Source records
**********
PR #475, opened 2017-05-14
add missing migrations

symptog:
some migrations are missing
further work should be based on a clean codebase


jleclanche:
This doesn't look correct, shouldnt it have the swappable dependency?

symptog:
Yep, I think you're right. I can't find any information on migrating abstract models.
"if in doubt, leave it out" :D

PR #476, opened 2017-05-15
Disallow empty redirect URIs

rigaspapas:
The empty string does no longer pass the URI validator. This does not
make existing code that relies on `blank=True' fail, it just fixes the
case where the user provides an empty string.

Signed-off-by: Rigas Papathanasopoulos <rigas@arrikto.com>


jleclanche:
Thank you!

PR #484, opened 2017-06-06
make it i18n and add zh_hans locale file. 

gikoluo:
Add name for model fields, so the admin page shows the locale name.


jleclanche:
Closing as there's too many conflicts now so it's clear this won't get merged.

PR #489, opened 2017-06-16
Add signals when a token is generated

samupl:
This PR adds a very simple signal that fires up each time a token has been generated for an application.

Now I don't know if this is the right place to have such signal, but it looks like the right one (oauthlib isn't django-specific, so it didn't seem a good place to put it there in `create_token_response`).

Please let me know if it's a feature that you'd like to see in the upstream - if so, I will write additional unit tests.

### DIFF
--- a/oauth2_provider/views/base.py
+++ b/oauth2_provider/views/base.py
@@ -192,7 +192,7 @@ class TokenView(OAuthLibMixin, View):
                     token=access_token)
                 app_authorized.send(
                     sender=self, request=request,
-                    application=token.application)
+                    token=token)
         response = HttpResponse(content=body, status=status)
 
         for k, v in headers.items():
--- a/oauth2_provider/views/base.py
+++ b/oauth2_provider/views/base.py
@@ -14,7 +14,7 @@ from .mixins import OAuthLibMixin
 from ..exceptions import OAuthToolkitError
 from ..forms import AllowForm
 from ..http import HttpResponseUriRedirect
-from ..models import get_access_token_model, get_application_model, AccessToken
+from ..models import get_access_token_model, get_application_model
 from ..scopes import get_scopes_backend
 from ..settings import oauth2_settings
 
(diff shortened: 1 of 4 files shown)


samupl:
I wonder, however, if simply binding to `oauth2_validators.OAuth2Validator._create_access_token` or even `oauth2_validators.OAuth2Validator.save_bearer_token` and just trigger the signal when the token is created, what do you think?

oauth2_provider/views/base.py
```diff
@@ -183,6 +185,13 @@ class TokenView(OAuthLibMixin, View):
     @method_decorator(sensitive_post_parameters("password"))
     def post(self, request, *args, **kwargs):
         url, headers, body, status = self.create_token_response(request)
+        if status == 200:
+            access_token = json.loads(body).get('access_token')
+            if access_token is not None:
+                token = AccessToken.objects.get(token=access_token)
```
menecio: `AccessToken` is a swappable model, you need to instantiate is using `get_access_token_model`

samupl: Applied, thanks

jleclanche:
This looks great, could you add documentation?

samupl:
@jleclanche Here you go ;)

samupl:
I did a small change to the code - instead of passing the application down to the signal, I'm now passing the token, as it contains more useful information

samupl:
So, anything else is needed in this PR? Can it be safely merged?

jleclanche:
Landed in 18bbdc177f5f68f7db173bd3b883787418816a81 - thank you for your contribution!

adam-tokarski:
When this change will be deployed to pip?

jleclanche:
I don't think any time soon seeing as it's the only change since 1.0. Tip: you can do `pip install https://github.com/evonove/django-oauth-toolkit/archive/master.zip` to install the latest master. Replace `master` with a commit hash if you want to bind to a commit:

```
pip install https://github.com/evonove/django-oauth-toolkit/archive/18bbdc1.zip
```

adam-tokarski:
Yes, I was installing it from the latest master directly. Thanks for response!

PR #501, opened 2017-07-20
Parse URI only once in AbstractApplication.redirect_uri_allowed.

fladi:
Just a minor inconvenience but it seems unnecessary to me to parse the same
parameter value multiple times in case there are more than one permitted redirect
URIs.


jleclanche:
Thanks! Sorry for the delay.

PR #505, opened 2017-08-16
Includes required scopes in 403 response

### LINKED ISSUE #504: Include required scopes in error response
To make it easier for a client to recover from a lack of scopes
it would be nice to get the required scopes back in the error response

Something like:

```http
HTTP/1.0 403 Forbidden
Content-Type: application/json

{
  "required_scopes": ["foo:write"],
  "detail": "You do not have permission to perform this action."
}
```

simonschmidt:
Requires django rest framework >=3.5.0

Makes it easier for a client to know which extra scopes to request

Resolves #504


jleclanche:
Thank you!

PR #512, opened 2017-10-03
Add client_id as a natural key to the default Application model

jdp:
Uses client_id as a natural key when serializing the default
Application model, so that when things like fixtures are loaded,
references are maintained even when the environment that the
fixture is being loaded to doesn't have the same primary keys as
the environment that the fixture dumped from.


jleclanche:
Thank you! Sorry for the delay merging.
**********
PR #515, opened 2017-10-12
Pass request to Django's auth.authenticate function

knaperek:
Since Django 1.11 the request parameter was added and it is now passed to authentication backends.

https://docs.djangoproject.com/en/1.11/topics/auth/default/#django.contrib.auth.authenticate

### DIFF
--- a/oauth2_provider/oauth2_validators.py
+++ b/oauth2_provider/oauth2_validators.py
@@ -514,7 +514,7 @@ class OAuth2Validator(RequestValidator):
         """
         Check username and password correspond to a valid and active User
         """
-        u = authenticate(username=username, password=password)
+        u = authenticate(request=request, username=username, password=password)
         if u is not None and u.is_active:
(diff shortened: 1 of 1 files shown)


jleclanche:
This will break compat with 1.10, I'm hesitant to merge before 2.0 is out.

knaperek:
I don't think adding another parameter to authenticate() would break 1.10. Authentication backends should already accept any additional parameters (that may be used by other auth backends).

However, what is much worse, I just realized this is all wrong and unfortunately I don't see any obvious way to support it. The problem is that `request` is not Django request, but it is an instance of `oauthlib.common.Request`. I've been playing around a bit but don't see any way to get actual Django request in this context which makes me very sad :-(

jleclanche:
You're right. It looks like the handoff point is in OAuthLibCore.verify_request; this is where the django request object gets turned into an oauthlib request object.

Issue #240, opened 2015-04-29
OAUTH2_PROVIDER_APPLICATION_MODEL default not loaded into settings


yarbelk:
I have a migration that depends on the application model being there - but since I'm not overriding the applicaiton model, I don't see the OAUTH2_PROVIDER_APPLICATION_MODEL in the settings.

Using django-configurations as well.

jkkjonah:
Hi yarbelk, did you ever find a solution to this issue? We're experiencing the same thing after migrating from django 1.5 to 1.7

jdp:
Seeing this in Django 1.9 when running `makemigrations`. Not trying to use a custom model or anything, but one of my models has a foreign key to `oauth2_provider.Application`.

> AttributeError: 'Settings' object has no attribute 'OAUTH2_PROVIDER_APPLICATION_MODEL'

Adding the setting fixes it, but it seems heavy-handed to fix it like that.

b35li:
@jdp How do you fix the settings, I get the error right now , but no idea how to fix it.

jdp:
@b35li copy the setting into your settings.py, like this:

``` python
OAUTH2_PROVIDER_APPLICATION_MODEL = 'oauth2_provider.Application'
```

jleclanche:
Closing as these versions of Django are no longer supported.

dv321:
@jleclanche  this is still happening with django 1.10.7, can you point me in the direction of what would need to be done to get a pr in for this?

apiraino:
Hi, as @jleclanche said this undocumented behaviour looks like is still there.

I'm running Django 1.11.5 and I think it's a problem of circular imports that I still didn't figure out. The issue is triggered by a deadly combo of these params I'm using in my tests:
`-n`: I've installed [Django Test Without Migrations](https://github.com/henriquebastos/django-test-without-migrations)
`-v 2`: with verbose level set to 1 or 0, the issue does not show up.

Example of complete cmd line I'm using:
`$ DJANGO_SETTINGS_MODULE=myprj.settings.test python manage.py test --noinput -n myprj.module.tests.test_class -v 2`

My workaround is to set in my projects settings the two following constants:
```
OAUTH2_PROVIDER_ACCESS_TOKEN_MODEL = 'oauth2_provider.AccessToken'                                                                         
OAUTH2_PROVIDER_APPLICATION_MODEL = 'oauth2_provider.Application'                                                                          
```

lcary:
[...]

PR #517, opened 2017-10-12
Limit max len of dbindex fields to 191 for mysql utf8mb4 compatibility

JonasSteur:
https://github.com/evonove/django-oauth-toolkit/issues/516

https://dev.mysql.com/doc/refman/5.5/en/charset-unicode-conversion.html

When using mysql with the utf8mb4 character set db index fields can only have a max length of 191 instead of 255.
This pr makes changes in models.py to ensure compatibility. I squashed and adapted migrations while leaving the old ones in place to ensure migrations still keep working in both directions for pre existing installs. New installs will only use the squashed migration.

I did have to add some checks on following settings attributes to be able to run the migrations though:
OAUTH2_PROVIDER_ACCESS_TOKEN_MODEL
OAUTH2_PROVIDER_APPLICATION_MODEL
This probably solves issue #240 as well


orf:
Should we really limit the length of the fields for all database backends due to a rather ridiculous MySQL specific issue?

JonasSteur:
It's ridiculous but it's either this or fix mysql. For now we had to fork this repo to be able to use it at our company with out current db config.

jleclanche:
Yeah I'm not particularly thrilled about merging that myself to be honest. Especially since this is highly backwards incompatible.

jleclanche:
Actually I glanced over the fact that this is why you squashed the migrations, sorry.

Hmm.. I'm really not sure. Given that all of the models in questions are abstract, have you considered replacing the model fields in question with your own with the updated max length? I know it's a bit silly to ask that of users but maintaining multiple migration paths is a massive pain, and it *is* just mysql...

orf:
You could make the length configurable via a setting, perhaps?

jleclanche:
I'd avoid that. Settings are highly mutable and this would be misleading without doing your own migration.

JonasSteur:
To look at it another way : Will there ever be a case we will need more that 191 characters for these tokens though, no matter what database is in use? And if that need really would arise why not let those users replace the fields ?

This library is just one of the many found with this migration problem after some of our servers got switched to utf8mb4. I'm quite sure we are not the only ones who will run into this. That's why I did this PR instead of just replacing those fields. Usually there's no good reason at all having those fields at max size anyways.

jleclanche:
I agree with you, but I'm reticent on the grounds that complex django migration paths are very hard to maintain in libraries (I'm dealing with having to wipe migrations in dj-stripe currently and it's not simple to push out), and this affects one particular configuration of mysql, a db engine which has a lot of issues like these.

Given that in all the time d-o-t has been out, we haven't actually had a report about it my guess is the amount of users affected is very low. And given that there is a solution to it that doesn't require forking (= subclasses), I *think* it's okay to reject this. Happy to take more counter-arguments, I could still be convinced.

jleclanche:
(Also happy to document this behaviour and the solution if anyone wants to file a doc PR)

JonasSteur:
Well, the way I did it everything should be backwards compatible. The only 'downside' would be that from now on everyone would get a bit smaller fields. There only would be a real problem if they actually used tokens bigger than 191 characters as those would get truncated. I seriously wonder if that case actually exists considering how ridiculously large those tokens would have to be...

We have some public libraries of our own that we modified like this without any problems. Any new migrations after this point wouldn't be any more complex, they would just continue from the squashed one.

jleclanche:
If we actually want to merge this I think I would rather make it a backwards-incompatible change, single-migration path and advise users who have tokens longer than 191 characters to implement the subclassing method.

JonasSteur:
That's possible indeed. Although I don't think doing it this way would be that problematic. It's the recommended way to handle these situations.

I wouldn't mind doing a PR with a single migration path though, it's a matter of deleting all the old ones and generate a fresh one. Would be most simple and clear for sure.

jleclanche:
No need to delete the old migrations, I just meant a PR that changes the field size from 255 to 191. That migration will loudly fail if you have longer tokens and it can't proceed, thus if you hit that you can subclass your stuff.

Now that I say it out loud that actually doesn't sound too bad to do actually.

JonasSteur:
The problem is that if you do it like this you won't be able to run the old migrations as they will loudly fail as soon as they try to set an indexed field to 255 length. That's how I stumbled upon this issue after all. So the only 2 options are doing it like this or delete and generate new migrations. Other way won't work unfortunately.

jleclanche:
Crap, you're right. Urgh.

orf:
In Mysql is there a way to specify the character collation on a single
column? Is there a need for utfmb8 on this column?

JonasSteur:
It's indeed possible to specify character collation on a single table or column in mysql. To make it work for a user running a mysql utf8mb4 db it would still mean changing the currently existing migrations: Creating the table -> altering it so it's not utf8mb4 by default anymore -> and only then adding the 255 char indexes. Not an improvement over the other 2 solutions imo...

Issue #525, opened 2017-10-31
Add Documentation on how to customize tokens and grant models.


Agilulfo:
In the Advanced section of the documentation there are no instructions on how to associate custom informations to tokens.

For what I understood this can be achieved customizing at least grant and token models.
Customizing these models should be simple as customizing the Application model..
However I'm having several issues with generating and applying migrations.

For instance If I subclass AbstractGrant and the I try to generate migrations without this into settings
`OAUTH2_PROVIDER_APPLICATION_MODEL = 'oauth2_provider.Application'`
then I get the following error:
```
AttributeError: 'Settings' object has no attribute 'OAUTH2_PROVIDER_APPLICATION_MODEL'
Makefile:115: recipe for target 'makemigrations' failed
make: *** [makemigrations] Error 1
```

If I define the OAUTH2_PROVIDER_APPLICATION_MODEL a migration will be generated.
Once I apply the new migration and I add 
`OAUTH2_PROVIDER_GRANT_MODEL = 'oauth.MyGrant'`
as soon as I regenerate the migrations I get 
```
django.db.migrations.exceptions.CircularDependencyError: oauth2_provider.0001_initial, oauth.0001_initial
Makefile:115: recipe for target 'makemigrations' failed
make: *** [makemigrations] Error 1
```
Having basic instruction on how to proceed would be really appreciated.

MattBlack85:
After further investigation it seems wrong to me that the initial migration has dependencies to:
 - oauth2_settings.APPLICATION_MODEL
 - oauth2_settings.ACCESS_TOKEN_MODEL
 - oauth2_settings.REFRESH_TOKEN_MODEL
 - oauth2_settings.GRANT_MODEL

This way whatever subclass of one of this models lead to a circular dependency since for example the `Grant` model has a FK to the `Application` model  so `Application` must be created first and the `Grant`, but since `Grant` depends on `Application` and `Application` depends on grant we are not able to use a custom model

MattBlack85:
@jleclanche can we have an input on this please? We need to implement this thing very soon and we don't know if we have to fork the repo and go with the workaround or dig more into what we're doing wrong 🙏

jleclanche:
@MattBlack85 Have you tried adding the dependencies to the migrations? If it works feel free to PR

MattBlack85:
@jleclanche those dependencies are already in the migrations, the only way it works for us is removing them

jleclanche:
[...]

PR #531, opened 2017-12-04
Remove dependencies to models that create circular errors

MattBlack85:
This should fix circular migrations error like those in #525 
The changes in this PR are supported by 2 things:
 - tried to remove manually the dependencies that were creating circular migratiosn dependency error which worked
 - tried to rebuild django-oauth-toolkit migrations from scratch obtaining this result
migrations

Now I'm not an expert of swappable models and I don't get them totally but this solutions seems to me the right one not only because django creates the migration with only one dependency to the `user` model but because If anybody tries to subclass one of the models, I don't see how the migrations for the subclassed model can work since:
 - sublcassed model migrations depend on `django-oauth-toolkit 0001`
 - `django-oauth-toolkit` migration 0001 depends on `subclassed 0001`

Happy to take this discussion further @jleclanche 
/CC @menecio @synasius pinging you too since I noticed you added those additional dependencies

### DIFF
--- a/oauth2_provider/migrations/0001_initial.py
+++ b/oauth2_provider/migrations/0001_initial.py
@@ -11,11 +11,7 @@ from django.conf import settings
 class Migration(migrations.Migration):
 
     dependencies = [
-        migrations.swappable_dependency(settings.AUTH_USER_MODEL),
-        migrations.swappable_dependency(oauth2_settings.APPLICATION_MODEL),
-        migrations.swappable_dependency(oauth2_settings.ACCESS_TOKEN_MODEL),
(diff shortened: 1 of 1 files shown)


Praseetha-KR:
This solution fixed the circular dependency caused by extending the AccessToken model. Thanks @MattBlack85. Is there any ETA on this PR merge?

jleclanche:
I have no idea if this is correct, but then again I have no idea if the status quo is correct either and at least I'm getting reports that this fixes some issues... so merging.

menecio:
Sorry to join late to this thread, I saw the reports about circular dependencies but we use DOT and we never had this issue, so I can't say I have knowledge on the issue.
**********
Find and copy every line in the entries above where the string "wrong" occurs.

§ **ANSWER SPACE**
However, what is much worse, I just realized this is all wrong and unfortunately I don't see any obvious way to support it. The problem is that `request` is not Django request, but it is an instance of `oauthlib.common.Request`. I've been playing around a bit but don't see any way to get actual Django request in this context which makes me very sad :-(
After further investigation it seems wrong to me that the initial migration has dependencies to:
@jleclanche can we have an input on this please? We need to implement this thing very soon and we don't know if we have to fork the repo and go with the workaround or dig more into what we're doing wrong 🙏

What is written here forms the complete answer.